I did notice the overlap of senses in the stories. A couple examples I caught:
On page 3, he compares the taste of the food to the high notes, modulations, chords and dissonances of music.
When his wife is discussing cannibalism with the tour guide, the guide says that dish was "a terrible harmony."
Watching his wife eat, the narrator imagines the sensation of his wife tearing into his flesh and chewing.
These references are an acknowledgment, I think, that life can't be easily divided into the individual experiences of the senses. Its a cute idea to say that this story is about taste or hearing, but we interact with the world in a much more multifaceted way.
I agree with Blair that the second person narration doesn't hold up. The only other story that I have read in second person was by Junot Diaz (who I am obligated to now mention in every post). The best aspect of Diaz's writing is his personal, informal voice and it allowed for a rhythm similar to that of someone talking with you. Calvino could have replaced the "you"'s with "he"'s just fine. Diaz's story was also much shorter, whereas in the Calvino story the gimmick got old after awhile.

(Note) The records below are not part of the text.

PR #199, opened 2025-09-09
UN-2793 [FEAT] Added exponential backoff retry mechanism for platform service connections

chandrasekharan-zipstack:
## What

- Created generic retry decorator factory supporting multiple service prefixes with configurable exception types  
- Enhanced platform service calls with improved logging and structured backoff details
- Preserved existing sophisticated error detection logic for OSError errno codes
- Bumped SDK version to v0.78.0

## Why

- Platform service calls were failing immediately on connection errors without any retry attempts
- Better logging and observability for retry attempts and failures

## How

- **Created generic factory**: `create_retry_decorator` for flexible retry configurations
- **Environment configuration**: Prefix-based env vars allow different retry configs per service

## Can this PR break any existing features. If yes, please list possible items. If no, please explain why.

No, this PR should not break any existing features because:
- **Same error handling**: Errors are still raised after exhausting retries, preserving existing error handling  
- **Conservative defaults**: Default retry configuration remains the same (3 retries with exponential backoff)
- **Preserved error detection**: All existing OSError errno codes and HTTP status code logic maintained
- **Transparent to callers**: The retry mechanism maintains the same API and behavior

## Database Migrations

- N/A

**Environment variables (per service prefix, e.g., `PLATFORM_SERVICE`, `PROMPT_SERVICE`):**
- `{PREFIX}_MAX_RETRIES`: Maximum retry attempts (default: 3)
- `{PREFIX}_MAX_TIME`: Maximum total time in seconds (default: 60)  (please advice if this should be more @ritwik-g)
- `{PREFIX}_BASE_DELAY`: Initial delay in seconds (default: 1.0)
- `{PREFIX}_MULTIPLIER`: Backoff multiplier (default: 2.0)
- `{PREFIX}_JITTER`: Enable/disable jitter (default: true)

**Examples:**
- Platform service: `PLATFORM_SERVICE_MAX_RETRIES=5`
- Custom service: `API_SERVICE_MAX_RETRIES=2, API_SERVICE_BASE_DELAY=2.0`

## Relevant Docs

- N/A

## Related Issues or PRs

- [UN-2793](https://zipstack.atlassian.net/browse/UN-2793)

## Notes on Testing

- Tested locally by using it in the backend
- Didn't explicitly check in tools but it should work similarly

## Screenshots

image

## Checklist

I have read and understood the [Contribution Guidelines](https://docs.unstract.com/unstract/contributing/unstract/).

[UN-2793]: https://zipstack.atlassian.net/browse/UN-2793?atlOrigin=eyJpIjoiNWRkNTljNzYxNjVmNDY3MDlhMDU5Y2ZhYzA5YTRkZjUiLCJwIjoiZ2l0aHViLWNvbS1KU1cifQ

### DIFF
--- a/src/unstract/sdk/utils/retry_utils.py
+++ b/src/unstract/sdk/utils/retry_utils.py
@@ -159,11 +159,10 @@ def retry_with_exponential_backoff(
                     if not should_retry or attempt == max_retries:
                         if attempt > 0:
                             logger_instance.exception(
-                                "Giving up '%s' after %d attempt(s) for %s: %s",
+                                "Giving up '%s' after %d attempt(s) for %s",
                                 func.__name__,
                                 attempt + 1,
                                 prefix,
-                                e,
                             )
                         raise
 


src/unstract/sdk/utils/retry_utils.py
```diff
@@ -0,0 +1,243 @@
...
+            # This should never be reached, but just in case
+            if last_exception:
+                raise last_exception
+
+        return wrapper
+
+    return decorator
+
+
+def retry_on_connection_error(
```
ritwik-g, line 209: @chandrasekharan-zipstack do we actually need this class? Couldn't we have used `retry_with_exponential_backoff` as that i also a decorator?

src/unstract/sdk/utils/retry_utils.py
```diff
@@ -0,0 +1,243 @@
...
+
+                except Exception as e:
+                    last_exception = e
+
+                    # Check if the error is retryable
+                    is_retryable = is_retryable_error(e)
+
+                    # Check additional retryable exceptions if provided
+                    if retryable_exceptions:
+                        is_retryable = is_retryable or isinstance(e, retryable_exceptions)
```
ritwik-g, line 175: @chandrasekharan-zipstack I feel like adding this here makes our implementation very tightly coupled and can't really be used generally. My suggestion would be keep `retry_with_exponential_backoff` generic so taht it can be used in any scenario.

May be we can pass a function like `skip_retry` which accepts an Exception and decides whether to retry for specific exception. That way this decorator won't be tightly coupled with underlying requirements.

In my mind it should be a very generic exponential retry decorator.

src/unstract/sdk/utils/retry_utils.py
```diff
@@ -0,0 +1,141 @@
...
+from collections.abc import Callable
+from typing import Any
+
+import backoff
+from requests.exceptions import ConnectionError, HTTPError, Timeout
+
+logger = logging.getLogger(__name__)
+
+
+def is_retryable_error(error: Exception) -> bool:
```
ritwik-g, line 15: @chandrasekharan-zipstack one of the specific error we got was err 111. Which is a TCP error. I don' think that is covered in this

src/unstract/sdk/utils/retry_utils.py
```diff
@@ -0,0 +1,141 @@
...
+        getattr(errno, "EHOSTUNREACH", 113),  # No route to host
+        getattr(errno, "ENETUNREACH", 101),  # Network is unreachable
+    }:
+        return True
+
+    return False
+
+
+def create_retry_decorator(
+    prefix: str = "PLATFORM_SERVICE",
```
ritwik-g, line 55: I would suggest not keeping this default value to avoid any future errors.

ritwik-g (commented):
@chandrasekharan-zipstack would be great if we can also cover prompt service retry with this.

gaya3-zipstack (approved):
Looks good to me.

src/unstract/sdk/utils/retry_utils.py
chandrasekharan-zipstack: Reproduced this locally and it seems to work fine if the 111 was raised as a `ConnectionError`
image

chandrasekharan-zipstack:
@ritwik-g I've addressed your comments and added support for prompt service as well

PR #281, opened 2026-09-11
cairo: fix distfile fetch

alex-free:
This doesn't work anymore because it's fetching html containing a redirect. If I remove this second line (like MacPorts has it right now) it does work: https://github.com/macports/macports-ports/blob/8949faaf0324208a6e920fa721a9576082c00fe1/graphics/cairo/Portfile#L29


barracuda156 (approved):
Odd that a fallback URL matters at all, but we can grant MacPorts that much, at least fetching is expected to work.

PR #282, opened 2026-09-12
xclock: use -f for autoreconf

alex-free:
I checked macports-ports and they [don't have any autoreconf](https://github.com/macports/macports-ports/blob/master/x11/xclock/Portfile) once downloaded, if I do that I get: 
```
SOURCE_DATE_EPOCH='1789255477'
Executing:  cd "/opt/local/var/macports/build/xclock-236e6181/work/xclock-1.1.1" && ./configure --prefix=/opt/local 
DEBUG: system:  cd "/opt/local/var/macports/build/xclock-236e6181/work/xclock-1.1.1" && ./configure --prefix=/opt/local 
sh: line 1: ./configure: No such file or directory
Command failed:  cd "/opt/local/var/macports/build/xclock-236e6181/work/xclock-1.1.1" && ./configure --prefix=/opt/local 
Exit code: 127
Error: Failed to configure xclock: configure failure: command execution failed
DEBUG: Error code: NONE
DEBUG: Backtrace: configure failure: command execution failed
    while executing
"$procedure $targetname"
Error: See /opt/local/var/macports/logs/_opt_local_var_macports_sources_tigerports.com_macports_release_x11_xclock/xclock/main.log for details.
Error: Follow https://guide.macports.org/#project.tickets if you believe there
is a bug.
Error: Processing of port xclock failed
g5:~ alex$ 
```
So I assume this is something you added since your port is newer. Anyways specifically this is referring config.rpath so this is _probably_ tiger specific.

### DIFF
--- a/x11/xclock/Portfile
+++ b/x11/xclock/Portfile
@@ -22,6 +22,7 @@ checksums           rmd160  8bcfae78d8631389c5efeb8b32c988c6ee6f2fca \
                     size    31735
 
 use_autoreconf      yes
+autoreconf.args     -fiv
 
 depends_build-append \
                     path:bin/pkg-config:pkgconfig \


x11/xclock/Portfile
```diff
@@ -23,6 +23,13 @@ checksums           rmd160  8bcfae78d8631389c5efeb8b32c988c6ee6f2fca \
 
 use_autoreconf      yes
 
+# autopoint: File config.rpath has been locally modified.
+# autopoint: *** Some files have been locally modified. Not overwriting them
+# because --force has not been specified
```
barracuda156: This should not break anything.

alex-free: It stops the build because auto reconf does not return 0

x11/xclock/Portfile
```diff
@@ -23,6 +23,13 @@ checksums           rmd160  8bcfae78d8631389c5efeb8b32c988c6ee6f2fca \
...
+platform darwin 8 {
+    autoreconf.args     --force --install
```
barracuda156: If this is needed, use it unconditionally and drop the comment (it does not explain the error).
`-fiv` is a common set of args.

barracuda156 (changes requested):
If it works w/out autoreconf, it can be dropped, otherwise no need for a special case, it is a standard thing.

x11/xclock/Portfile
barracuda156: I mean that message is not the error (at least I have seen it during normal operation).

alex-free:
Are you sure? The issue is there is no configure in tarball, so it refuses to write the configure. this might've been non-fatal if there had been a configure already (in other ports) but I suspect it was because of it detecting lack of rpath on tiger

alex-free:
Dropped comment, does shorthand -fiv args unconditionally

barracuda156 (approved):

PR #284, opened 2026-09-13
cairo: remove hack, proper quartz support on tiger

alex-free:
cairo has a long history of getting back 10.4 support then dropping it: https://cairo.freedesktop.org/news/cairo-1.16.0/
so upstream should be supportive if they know there are users as they last supported it in 2018. I used old cairo versions to base this off of. Basically 10.4 API is different then 10.5+ as per usual.

This gets us back to proper variant quartz+x11 like macports upstream on all platforms including darwin 8. This also fixes py-cairo+x11+xquartz issue.

### DIFF
--- a/graphics/cairo/Portfile
+++ b/graphics/cairo/Portfile
@@ -115,12 +115,15 @@ platform macosx {
                             -Dquartz=disabled -Dquartz=enabled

The two missing senses might be the most difficult to imagine in this context. 99 percent of stories are "sight" stories and focus on relaying visual images. I'd imagine touch being a story in the vein of "Johnny Got his Gun" (or "One" by Metallica). The protagonist would have to be blind, mute, unable to smell and deaf -- existing only as a consciousness and kept alive through the sensation of physical contact. Something about touch is different than the other senses and I think its because the loss of touch is paralysis. Its the most basic way we interact with the world and losing it means either paralysis or death, but its also overshadowed by all the other senses.
Or maybe not. Maybe a story about touch could the simplest of all five.